A community in shock
Doreen Lees, an 89-year grandmother from Weldon, said she and her daughter thought they saw one of the suspects when a car came barreling down her street early Sunday as her daughter was having coffee on her deck. Lees said a man approached them and said he was hurt and needed help.
But Lees said the man took off and ran after her daughter said she would call for help.
“He wouldn’t show his face. He had a big jacket over his face. We asked his name and he kind of mumbled his name twice and we still couldn’t get it,” she said. “He said his face was injured so bad he couldn’t show it.”
She said the man was by himself and “kind of a little wobbly.”
“I followed him a little ways to see if he was going to be OK. My daughter said, ‘Don’t follow him, get back here.'”
Weldon residents have identified one of the victims as Wes Petterson. Ruby Works said the 77-year-old widower was like an uncle to her.
“I collapsed and hit the ground. I’ve known him since I was just a little girl,″ she said, describing the moment she heard the news. She said he loved his cats, was proud of his homemade Saskatoon berry jam and frequently helped out his neighbors.
“He didn’t do anything. He didn’t deserve this. He was a good, kind hearted man,″ said Works.
Weldon resident Robert Rush also described the victim as a gentle, widowed man in his 70s.
“He wouldn’t hurt a fly,” he said.
Rush said Petterson’s adult grandson was in the basement at the time and phoned police.
Another the 10 victims killed was Lana Head, who is the former partner of Michael Brett Burns and the mother of their two daughters.
“It’s sick how jail time, drugs and alcohol can destroy many lives,” Burns told the Aboriginal Peoples Television Network. “I’m hurt for all this loss.”
At the Weldon Christian Tabernacle Church, the congregation began its regular Sunday service by saying a special prayer to the victims and their families.
At the James Smith Cree Nation, a convenience store that also serves as a gas station became a gathering place for community members who greeted each other with tears and hugs.
A sign on the door said: “Due to safety concerns with our community we will remain closed until further notice.”
The search for suspects was carried out as fans descended on Regina for a sold-out annual Labor Day game between the Canadian Football League’s Saskatchewan Roughriders and Winnipeg Blue Bombers.
The Regina Police Service said in a news release that with the help of Mounties, it was working on several fronts to locate and arrest the suspects and had “deployed additional resources for public safety throughout the city, including the football game at Mosaic Stadium.″
Police began getting calls about stabbings at 5:40 a.m. on Sunday.

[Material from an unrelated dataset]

PR #3124, opened 2017-10-21
Print proxy type as an operator

### LINKED ISSUE #3076: Issue with pretty-printing nested proxies
If I have a nested proxy: `@(@"Hi")` it pretty-prints as `@@"Hi"` which isn't valid syntax:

The alert first issued by Melfort, Saskatchewan, RCMP about 7 a.m. was extended hours later to cover Manitoba and Alberta as the two suspects remained at large.
The Saskatchewan Health Authority said multiple patients were being treated at several sites.
“A call for additional staff was issued to respond to the influx of casualties,” authority spokeswoman Anne Linemann said in an email.